The first day after the meeting, all people that know the information about the winner start sharing that information with all people that live at most ~K~ steps away from their house.
The second day after the meeting, all people that know the information about the winner start sharing that information with all people that live at most ~2 \cdot K~ steps away from their house.
In general, ~X~-th day after the meeting, all people that know the information about the winner start sharing that information with all people that live at most ~X \cdot K~ steps away from their house.
We can represent Birmingham as a graph where vertices represent the houses and edges represent bidirectional roads which connect these houses. Houses are indexed with increasing integers from ~1~ to ~N~ and we say that a person can travel each road in a single step. It is possible to reach each house from each other house by traversing a sequence of roads.
Your task is to determine, for each house, on which day will the information about the race winner reach it.
The first line contains four integers ~N, M, Q~ and ~K~ ~(1 \le N, Q, K \le 100\,000, Q \le N, 1 \le M \le 200\,000)~, the number of houses in Birmingham, the number of roads in Birmingham, the number of people that were present on the secret meeting and the number ~K~ from task description.

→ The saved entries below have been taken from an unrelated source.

PR #668, opened 2016-06-25
smpeg2 new recipe

Begasus:


media-libs/smpeg2/smpeg2-2.0.0.recipe
```diff
@@ -0,0 +1,88 @@
...
+CHECKSUM_SHA256="979a65b211744a44fa641a9b6e4d64e64a12ff703ae776bafe3c4c4cd85494b3"
+
+ARCHITECTURES="x86_gcc2 x86 x86_64"
+SECONDARY_ARCHITECTURES="x86"
+
+PROVIDES="
+	smpeg2$secondaryArchSuffix = 2.0.0 compat >= 2
+	cmd:smpeg2 = 2.0.0 compat >= 2
+	cmd:plaympeg$secondaryArchSuffix = 2.0.0 compat >= 2
+	lib:libsmpeg2$secondaryArchSuffix = 2.0_0.0.0 compat >= 2.0_0
```
fbrosson: I think underscores are not allowed for library versioning. All those I have seen so far only have digits and dots.

Begasus: It's a rework on the smpeg recipe that's in the tree atm, if it needs corrections I would like to hear :)

Begasus: The created lib is called "libsmpeg2-2.0.so.0.0.0", should I alter this as?:
lib:libsmpeg2$secondaryArchSuffix = 0.0.0 compat >= 0
PS, in the sdl libs I see more "_" in the recipes?

Begasus: Or should be go with lib:libsmpeg2$secondaryArchSuffix = $portVersion compat >= 2.0.0 ?

fbrosson: I think it should be just **` lib:libsmpeg2_2.0$secondaryArchSuffix`** without any lib versioning because a "2.0" versioning is already in the name of the lib before the ".so". BTW, you might wish to replace the **`_2.0`** by **`_${portVersion%\.*}`** to obtain: **` lib:libsmpeg2_${portVersion%\.*}$secondaryArchSuffix`** but I don't know if there is a wide acceptance for that. (I've used it in a couple of recipes and it was accepted ;-)

haikuporter has an excellent option that I always use: **`-S`**. It enables a _strict_ mode which reports many errors, like, for example, when you forget items for the **`PROVIDES*`** or **`REQUIRES*`**. So if you forget a dependency on an external lib it will spot it. And if a libname is wrong in the provides, it will also tell you that you don't have a provides for it. I really recommend always using the strict mode. BTW, if you use it on a recipe that has any of the errors it can spot then it will not create the hpkgs, and I like this behaviour ;-)

Begasus: Using the _S option for a while already, no problems so farVerzonden vanaf mijn Huawei mobiele telefoon-------- Oorspronkelijk bericht --------Onderwerp: Re: [haikuports/haikuports] smpeg2 new recipe (#668)Van: fbrosson Aan: haikuports/haikuports Cc: Begasus ,Author In media-libs/smpeg2/smpeg2-2.0.0.recipe:
> +software patents in the United States."
> +HOMEPAGE="http://www.icculus.org/smpeg"
> +COPYRIGHT="1999-2004 Sam Lantinga, Joe Tennies."
> +LICENSE="GNU LGPL v2"
> +REVISION="1"
> +SOURCE_URI="https://www.libsdl.org/projects/smpeg/release/smpeg2-$portVersion.tar.gz"
> +CHECKSUM_SHA256="979a65b211744a44fa641a9b6e4d64e64a12ff703ae776bafe3c4c4cd85494b3"
> +
> +ARCHITECTURES="x86_gcc2 x86 x86_64"
> +SECONDARY_ARCHITECTURES="x86"
> +
> +PROVIDES="
> +	smpeg2$secondaryArchSuffix = 2.0.0 compat >= 2
> +	cmd:smpeg2 = 2.0.0 compat >= 2
> +	cmd:plaympeg$secondaryArchSuffix = 2.0.0 compat >= 2
> +	lib:libsmpeg2$secondaryArchSuffix = 2.0_0.0.0 compat >= 2.0_0

I think it should be just lib:libsmpeg2_2.0$secondaryArchSuffix without any lib versioning because a "2.0" versioning is already in the name of the lib before the ".so". BTW, you might wish to replace the _2.0 by _${portVersion%\.*} to obtain: lib:libsmpeg2_${portVersion%\.*}$secondaryArchSuffix but I don't know if there is a wide acceptance for that. (I've used it in a couple of recipes and it was accepted ;-)

haikuporter has an excellent option that I always use: -S. It enables a strict mode which reports many errors, like, for example, when you forget items for the PROVIDES* or REQUIRES*. So if you forget a dependency on an external lib it will spot it. And if a libname is wrong in the provides, it will also tell you that you don't have a provides for it. I really recommend always using the strict mode. BTW, if you use it on a recipe that has any of the errors it can spot then it will not create the hpkgs, and I like this behaviour ;-)

fbrosson: Sorry, I though you were not using the **`-S`** option, but you are.
I though haikuporter would have complained about the «**` = 2.0_0.0.0 compat >= 2.0_0`**» but it looks like it does not. So maybe this is not an error after all.

Begasus: There are a few nice options that can be used with haikuporter :)
If the general feeling about this to change the lib versioning please let me know :)

Begasus: Any thoughts on this if it needs changing or not?

fbrosson:
Sorry, I was busy with other recipes and did not test this one yet. I'm trying to build vlc_x86-2.2.1 on x86_gcc2. But I'll give smpeg2 a try asap.

media-libs/smpeg2/smpeg2-2.0.0.recipe
waddlesplash: Since that's what the .so is using, let's keep it.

The next line contains ~Q~ integers where the ~i~-th integer represents the index of a house where the ~i~-th person from the secret meeting lives in.
The ~i~-th of the next ~M~ lines contains integers ~A_i~ and ~B_i~ ~(1 \le A_i , B_i \le N, A_i \neq B_i)~, which denote that the ~i~-th road connects houses with indices ~A_i~ and ~B_i~ .
Output ~N~ numbers where the ~i~-th number represents on which day after the meeting will the person living in house with index ~i~ find out who will win the race. If the person living in that house was present on the secret meeting, output ~0~ instead.
In the test cases worth a total of ~20~ points, it will hold ~K = 1, 1 \le N, Q \le 100~ and ~1 \le M \le 200~.
In the test cases worth an additional ~15~ points, it will hold ~1 \le N, Q \le 100~ and ~1 \le M \le 200~.
Sample Input 1
6 8 1 1 6 1 3 1 5 1 6 2 5 2 6 3 4 3 5 5 6
Sample Output 1
1 1 2 2 1 0
Sample Input 2
6 8 2 1 6 4 1 3 1 5 1 6 2 5 2 6 3 4 3 5 5 6
Sample Output 2
1 1 1 0 1 0
Sample Input 3
6 8 1 2 6 1 3 1 5 1 6 2 5 2 6 3 4 3 5 5 6
Sample Output 3
1 1 1 2 1 0
Explanation of Sample Output 3
The figure represents a graph from the third example. Since houses ~1, 2, 3~ and ~5~ are at most two steps away from house ~6~, people living in them will find out about the winner the day after the meeting. Person living in house ~4~ will find out about the winner two days after the meeting.